Vedi dei fili conduttori nella stagione di Teatri in Rete? Qualche tema comune, qualche scelta artistica particolare?
Quando si programma bisogna mediare tra molti fattori, non solo economici, ma anche di contenuto. Bisogna equilibrare le stagioni tra impegno e divertimento. La voglia di “leggerezza di qualità” è stata un po’ il centro degli ultimi anni. Il pubblico riconosce quando gli attori sanno arrivare al pubblico, anche in maniera semplice, perciò la professionalità e il rigore sono il grande filo conduttore che abbiamo scelto.
Il pubblico troverà allestimenti di tutto rispetto anche negli spettacoli più insospettabili. Abbiamo cercato il divertimento professionale e pulito. Le stagioni sono state fatte intorno ad un’idea di teatralità che è artigianato puro, che risiede sulla creatività di chi lo fa. Non solo delle star in scena, ma anche del regista, costumista e scenografo e così via.
Da quanti anni lavori con il teatro?
Da quando avevo 19 anni, appena uscita dalle scuole superiori. Una vita.
E c’è ancora la passione?
Ci sono delle volte in cui vado a teatro, spesso vado sola, in cui guardo il sipario e ancora non vedo l’ora che si apra. Bisogna vedere tanti spettacoli poi per riuscire a capire bene che cosa sia quest’arte.
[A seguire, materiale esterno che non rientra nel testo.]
PR #1630, opened 2025-02-17
test: don't skip acceptance tests when targeted with `-run`

G-Rath:
This is a neat little trick I thought of while cleaning up the snapshots - all its saving us from is having to stick `TEST_ACCEPTANCE=true` in front of our `go test` calls, but I think it's nice to have the test suite not require that when you're running a specific acceptance test.

Credit to `go-snaps` for proving it must be possible, since this is what it does to determine if a snapshot is obsolete or that the tests have just not been run.

I've gone with the slightly awkward name `isThisTestRunTarget` as I felt it was less ambiguous than `isThisTestRunning` and similar, since yes the test must be running if the function is being called... 😅

### DIFF
--- a/internal/testutility/utility.go
+++ b/internal/testutility/utility.go
@@ -1,6 +1,7 @@
 package testutility
 
 import (
+	"flag"
 	"os"
 	"runtime"
 	"strings"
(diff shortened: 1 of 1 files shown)


internal/testutility/utility.go
```diff
@@ -34,16 +35,30 @@ func Skip(t *testing.T, args ...any) {
...
 }
 
+// isThisTestRunTarget tries to determine if the currently running test has been
+// targeted with the -run flag, by comparing the flags value to [testing.T.Name]
+//
+// Since this just does a direct comparison, it will not match for regex patterns
+func isThisTestRunTarget(t *testing.T) bool {
+	t.Helper()
+
+	runOnly := flag.Lookup("test.run").Value.String()
```
cuixq, line 45: the flag is `run` or `test.run`?

G-Rath: `test.run`, as that's actually what is used under the hood I believe because really things are being compiled into a binary, so this prefix helps avoid clashes with tests & binaries that include flags.

[From the docs](https://pkg.go.dev/cmd/go/internal/test):

> Each of these flags is also recognized with an optional 'test.' prefix,
> as in -test.v. When invoking the generated test binary (the result of
> 'go test -c') directly, however, the prefix is mandatory.

another-rex (approved):
Neat! Hopefully this means I can debug an acceptance test in vscode without having to comment out the "skip if not acceptance test" function now.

Allora chi meglio di te può consigliare la “dieta” teatrale? Quanti spettacoli consigli di vedere tra quelli di Teatri in Rete?
Tutti! (Ride). Scherzi a parte io direi che almeno una volta al mese vale la pena, magari scegliendo oppure con abbonamento affidandosi alla programmazione degli esercenti.
Un augurio per i Teatri in Rete?
Il mio augurio è di non perdere mai la passione. Di sentire l’esigenza di riempire la sala con gli spettacoli e di sentirne la mancanza quando non ci sono. Deve essere un sentimento comune che accompagna i responsabili della sala e i volontari: la voglia di far vivere la sala ad ogni costo.